__About this exercise__. Answer with the exact lines of the following material from the one containing "For one of your" through the one containing "Thanks @dpersing !", both end lines included.

--- START ---

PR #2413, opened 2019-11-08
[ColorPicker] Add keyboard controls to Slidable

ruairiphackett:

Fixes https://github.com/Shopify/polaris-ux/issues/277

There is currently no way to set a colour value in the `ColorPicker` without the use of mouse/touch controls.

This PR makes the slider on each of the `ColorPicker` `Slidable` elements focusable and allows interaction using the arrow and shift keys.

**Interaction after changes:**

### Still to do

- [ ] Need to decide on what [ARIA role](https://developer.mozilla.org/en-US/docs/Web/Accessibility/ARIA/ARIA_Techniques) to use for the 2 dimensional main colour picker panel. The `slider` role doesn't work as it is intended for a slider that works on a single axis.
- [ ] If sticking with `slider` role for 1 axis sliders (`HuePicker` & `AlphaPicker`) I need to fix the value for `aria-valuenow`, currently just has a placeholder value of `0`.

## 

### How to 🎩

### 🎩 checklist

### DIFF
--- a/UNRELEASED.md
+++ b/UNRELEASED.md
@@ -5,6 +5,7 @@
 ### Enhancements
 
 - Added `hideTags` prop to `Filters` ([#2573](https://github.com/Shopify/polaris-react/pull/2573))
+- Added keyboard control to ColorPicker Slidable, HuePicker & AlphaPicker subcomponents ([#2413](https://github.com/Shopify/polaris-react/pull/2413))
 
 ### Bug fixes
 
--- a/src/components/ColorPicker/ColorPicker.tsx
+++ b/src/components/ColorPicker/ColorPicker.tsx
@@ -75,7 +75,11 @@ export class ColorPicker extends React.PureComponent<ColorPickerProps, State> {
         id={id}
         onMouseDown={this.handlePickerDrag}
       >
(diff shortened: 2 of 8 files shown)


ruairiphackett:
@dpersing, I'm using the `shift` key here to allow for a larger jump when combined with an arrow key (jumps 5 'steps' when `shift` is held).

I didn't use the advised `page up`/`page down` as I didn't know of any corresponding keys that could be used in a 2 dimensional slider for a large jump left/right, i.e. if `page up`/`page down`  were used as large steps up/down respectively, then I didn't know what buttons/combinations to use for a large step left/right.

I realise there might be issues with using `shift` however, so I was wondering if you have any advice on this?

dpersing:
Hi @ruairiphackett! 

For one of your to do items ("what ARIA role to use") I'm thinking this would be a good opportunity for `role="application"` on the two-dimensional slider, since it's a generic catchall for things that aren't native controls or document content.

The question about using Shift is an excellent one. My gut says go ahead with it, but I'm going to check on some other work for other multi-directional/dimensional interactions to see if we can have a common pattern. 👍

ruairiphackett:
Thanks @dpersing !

--- END ---
--- START ---

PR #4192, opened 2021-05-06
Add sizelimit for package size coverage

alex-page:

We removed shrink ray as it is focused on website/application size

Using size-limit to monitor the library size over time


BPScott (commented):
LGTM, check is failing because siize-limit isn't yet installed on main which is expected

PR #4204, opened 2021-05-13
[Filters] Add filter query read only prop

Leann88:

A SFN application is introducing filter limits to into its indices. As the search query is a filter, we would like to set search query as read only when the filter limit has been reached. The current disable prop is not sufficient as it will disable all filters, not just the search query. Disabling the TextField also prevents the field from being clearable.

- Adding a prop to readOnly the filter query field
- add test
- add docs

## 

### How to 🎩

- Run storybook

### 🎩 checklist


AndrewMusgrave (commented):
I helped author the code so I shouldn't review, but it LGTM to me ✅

--- END ---

__Expected output__.
For one of your to do items ("what ARIA role to use") I'm thinking this would be a good opportunity for `role="application"` on the two-dimensional slider, since it's a generic catchall for things that aren't native controls or document content.

The question about using Shift is an excellent one. My gut says go ahead with it, but I'm going to check on some other work for other multi-directional/dimensional interactions to see if we can have a common pattern. 👍

ruairiphackett:
Thanks @dpersing !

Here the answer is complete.